Bu iki şarttan; birincisi “tağutu inkar” ikincisi ise
“Allah’a iman”dır.”
Şüphesiz tağutu bilmeyen kişi tağutu reddedemez. Tağutu reddedemediği için müslüman
da olamaz. İmanı da bilmeyen kişi iman edemez. Velev ki iman ettiğini iddia etsin.
Çünkü imanı bilmediğinden dolayı iman iddiası geçersizdir.
Allah (c.c) şöyle buyuruyor:
“Sana ve senden öncekilere indirilenlere inandıklarını iddia edenleri görmüyor
musun? Reddetmeleri emrolunmuşken tağuta muhakeme olmak istiyorlar. Şeytan onları
derin bir sapıklığa düşürmek istiyor.” (Nisa: 60.)

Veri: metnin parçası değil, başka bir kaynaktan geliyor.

PR #3108, opened 2025-10-29
Remove redundant block hash iteration in provider heartbeat

wedjob0X:
reuse the collected block transaction hashes to build the B256HashSet and query unconfirmed, avoiding a second iteration and allocation
import the Provider trait from crate::provider so the trait methods remain in scope explicitly


DaniPopes:
this is worse

PR #3111, opened 2025-10-30
fix: remove redundant `Option` from `as_receipt` and related methods in `ReceiptEnvelope`

maradini77:
---

This PR simplifies the API of `ReceiptEnvelope` by changing the return type of the method `as_receipt` (and similar methods) to directly return a reference, instead of always returning `Some` inside an `Option`.

- All enum variants contain a `ReceiptWithBloom<Receipt<T>>`, so the methods are infallible.
- Removes unnecessary `.unwrap()` usages, improves readability and usage ergonomics.

---


mattsse:
Closing - not accepting low-value changes.

PR #3514, opened 2026-01-13
refactor(rpc-types-eth): remove redundant clones in block tests

0xlupin:
Eliminates unnecessary memory allocations in test code by optimizing clone operations.


mattsse (approved):
sure

PR #3539, opened 2026-01-17
perf(signer-ledger): eliminate allocations in derivation path parsing

0xxFloki:
Optimizes `LedgerSigner::path_to_bytes` to eliminate unnecessary string allocations in the hot path when parsing BIP-32 derivation paths.


mattsse (commented):
we can keep as is

PR #3546, opened 2026-01-19
refactor: deduplicate signature hash calculation in `Signed`

majtte:
Extracted shared `signature_hash` computation from `recover_with_buf` and `recover_unchecked_with_buf` into a single helper to avoid duplication.


mattsse (commented):
no

PR #3561, opened 2026-01-21
fix(docs): exclude signer-trezor from docs.rs builds

### LINKED ISSUE #3560: docs.rs builds fail since v1.4.1
It seems docs.rs builds fail since v1.4.1, so the latest available docs version for alloy metacrate is v1.4.0:
https://docs.rs/crate/alloy/latest/builds/2823765

The individual crates are OK.

gakonst:
## Summary

Fixes #3560 - docs.rs builds fail since v1.4.1

## Problem

The `trezor-client` crate causes a rustc ICE (Internal Compiler Error) on nightly during macro expansion:

```
assertion failed: !deep_decl.is_glob_import()
thread 'rustc' panicked at compiler/rustc_resolve/src/imports.rs:378:13
```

Allah (c.c) bu ayette; müslümanlık iddiasında bulundukları halde müslüman olarak
kabul etmediği bazı kimselerden bahsediyor. Onlar bütün rasullere indirilen
kitaplara ve Rasulullah’a (s.a.s) indirilen Kur’an’a inandıklarını
söyledikleri halde tağuta muhakeme olmak istiyorlar. Halbuki Allah (c.c) tağutu
reddetmeden iman ve İslam iddiasında bulunan bir kimsenin iddiasının boş ve
geçersiz bir iddia olduğunu belirtiyor. Aynı kalpte Allah’a iman ile tağuta
muhakeme olma isteği birarada buluna maz. Çünkü ayette; (Tağutu inkar etmekle
emrolunmuşlardı.) buyrulmuştur.
Fakat şeytan onları; tağuta muhakeme olmak istedikleri halde mü’min ve
müslüman kalabileceklerine dair vesvese vermek suretiyle derin bir sapıklığa
düşürmek istiyor. (Şeytan onları derin bir sapıklığa düşürmek istiyor.) ayetinin
anlamı işte budur.
Allah (c.c) başka bir ayette şöyle buyuruyor:
“Tağuta kulluk etmekten kaçınıp Allah’a yönelenlere müjde
vardır.” (Zümer: 17)
Bu ayeti kerimede Allah (c.c); müjdelenecek bazı kimseleri bizlere tanıtıyor ve
bunların; tağuta kulluk etmekten kaçınmak suretiyle sadece Allah’a yönelen
kişiler olduğunu belirtiyor. Yine ayette; insanların kurtuluşa erebilmeleri için
tağuta ibadetten kaçınmaları emrediliyor. İslam’ın Allah katında geçerli
olabilmesi için öncelikle tağutun inkar edilmesinin gerekli olduğu şartını yine bu
ayette açık bir şekilde görmekteyiz.
Yine Allah (c.c) bize bütün Rasullerin çağrısını şöyle bildiriyor:
“Muhakkak ki her topluluğa bir rasul gönderdik. Allah’a ibadet
etmelerini tağuta kulluk etmekten kaçınmalarını emrettik.” (Nahl: 36)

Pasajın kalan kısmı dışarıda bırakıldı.